PR #881, opened 2018-10-28
StripeDialog.vala: Match Stripe's Regex for email validation

### LINKED ISSUE #880: Unable to pay after filling out credit card details
I tried to pay for Ideogram but the pay button never came alive:

image

Checked all my details, twice, so no idea what else I can do.

FWIW, I started the payment process from this button:

image

But uninstalling and reinstalling while choosing an amount to pay results in the same problem. Then I'm not even able to download the app. 🙄

wout:
The original regex was too strict, preventing users from using anything other than lowercase alphanumeric characters (no hyphens, underscores, periods, ...).

Fixes #880

### DIFF
--- a/src/Dialogs/StripeDialog.vala
+++ b/src/Dialogs/StripeDialog.vala
@@ -322,7 +322,7 @@ public class AppCenter.Widgets.StripeDialog : Gtk.Dialog {
         try {
             switch (entry) {
                 case 0:
-                    var regex = new Regex ("""[a-z|0-9]+@[a-z|0-9]+\.[a-z]+""");
+                    var regex = new Regex ("""([0-9a-zA-Z]([-\.\w]*[0-9a-zA-Z])*@([0-9a-zA-Z][-\w]*[0-9a-zA-Z]\.)+[a-zA-Z]{2,9})""");
                     email_valid = regex.match (new_text);
                     break;
                 case 1:
--- a/src/Dialogs/StripeDialog.vala
+++ b/src/Dialogs/StripeDialog.vala
@@ -322,7 +322,7 @@ public class AppCenter.Widgets.StripeDialog : Gtk.Dialog {
         try {
             switch (entry) {
                 case 0:
-                    var regex = new Regex ("""([0-9a-zA-Z]([-\.\w]*[0-9a-zA-Z])*@([0-9a-zA-Z][-\w]*[0-9a-zA-Z]\.)+[a-zA-Z]{2,9})""");
+                    var regex = new Regex ("""([0-9a-zA-Z]([-\.\+\w]*[0-9a-zA-Z])*@([0-9a-zA-Z][-\w]*[0-9a-zA-Z]\.)+[a-zA-Z]{2,9})""");
                     email_valid = regex.match (new_text);
                     break;
                 case 1:
--- a/src/Dialogs/StripeDialog.vala
+++ b/src/Dialogs/StripeDialog.vala
@@ -322,7 +322,7 @@ public class AppCenter.Widgets.StripeDialog : Gtk.Dialog {
         try {
             switch (entry) {
                 case 0:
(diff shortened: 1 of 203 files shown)


src/Dialogs/StripeDialog.vala
```diff
@@ -322,7 +322,7 @@ public class AppCenter.Widgets.StripeDialog : Gtk.Dialog {
         try {
             switch (entry) {
                 case 0:
-                    var regex = new Regex ("""[a-z|0-9]+@[a-z|0-9]+\.[a-z]+""");
+                    var regex = new Regex ("""([0-9a-zA-Z]([-\.\w]*[0-9a-zA-Z])*@([0-9a-zA-Z][-\w]*[0-9a-zA-Z]\.)+[a-zA-Z]{2,9})""");
```
Philip-Scott: Since we're modifying the regex, we should add the `+` to the regex since at least for Google's emails, you can have `foo+something@gmail.com`

```suggestion
                    var regex = new Regex ("""([0-9a-zA-Z]([-\.\+\w]*[0-9a-zA-Z])*@([0-9a-zA-Z][-\w]*[0-9a-zA-Z]\.)+[a-zA-Z]{2,9})""");
```

wout: Right, forgot about that one.

src/Dialogs/StripeDialog.vala
```diff
@@ -322,7 +322,7 @@ public class AppCenter.Widgets.StripeDialog : Gtk.Dialog {
         try {
             switch (entry) {
                 case 0:
-                    var regex = new Regex ("""[a-z|0-9]+@[a-z|0-9]+\.[a-z]+""");
+                    var regex = new Regex ("""([0-9a-zA-Z]([-\.\+\w]*[0-9a-zA-Z])*@([0-9a-zA-Z][-\w]*[0-9a-zA-Z]\.)+[a-zA-Z]{2,9})""");
```
Philip-Scott: Actually, we should change it for the one suggested here instead of making our own regex :sweat_smile:  https://regular-expressions.mobi/email.html?wlr=1

```suggestion
                    var regex = new Regex ("""[a-z0-9!#$%&'*+/=?^_`{|}~-]+(?:\.[a-z0-9!#$%&'*+/=?^_`{|}~-]+)*@(?:[a-z0-9](?:[a-z0-9-]*[a-z0-9])?\.)+[a-z0-9](?:[a-z0-9-]*[a-z0-9])?""");
```

wout: If you're going to use an elaborate version, it should take [all the scenarios](https://en.wikipedia.org/wiki/Email_address#Syntax) in to account. There are a few things wrong with this one, for example:
- forward slashes are not escaped
- it does not allow the local-part to end in capitals (e.g. `my.name.MIT@domain.com`)
- it does not allow capitals in the domain part (e.g. `my.name@Domain.com`)
- it allows an invalid local-part (e.g. `my..name@domain.com`)
- it does not allow the valid version of the one above (e.g. `"my..name"@domain.com`)
- it does not allow comments (e.g. `my.name(comment)@domain.com`)

The only question is, will Stripe accept all those characters as well? Because if that is not the case, there is no use of allowing those exotic email addresses. I'm out all day but tomorrow I'll take a look into it to be sure all scenarios are covered correctly.

wout: I just contacted the stipe developers on freenode and as it tuns out, their email validation is quite loose:

> I think we do something quite basic: no space, an @, an extension, and that's mostly it

So instead of including every possible scenario, I think it would be better to go in the opposite direction and follow the same approach as Stripe: keep it simple. So then I would suggest `[^\s]+@[^\s]+\.[^\s]+` if that's ok with you. That's exactly what their developer suggests (no space, an @, an extension).

wout:
I changed the regex to match what Stripe is using, so this should now fix the issue.

PR #885, opened 2018-11-04
a little back to get_desktop_id () for the uninstall feature

torikulhabib:
a little back to get_desktop_id () to maximize the uninstall feature of the appmenu
I think this is very important for new users who use elementary OS


cassidyjames:
Right, we replaced it because of that. @torikulhabib can you describe the issue this is supposed to solve?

### Brief:
From the material above, return every line that contains "using".

### Exercise output:
The original regex was too strict, preventing users from using anything other than lowercase alphanumeric characters (no hyphens, underscores, periods, ...).
I changed the regex to match what Stripe is using, so this should now fix the issue.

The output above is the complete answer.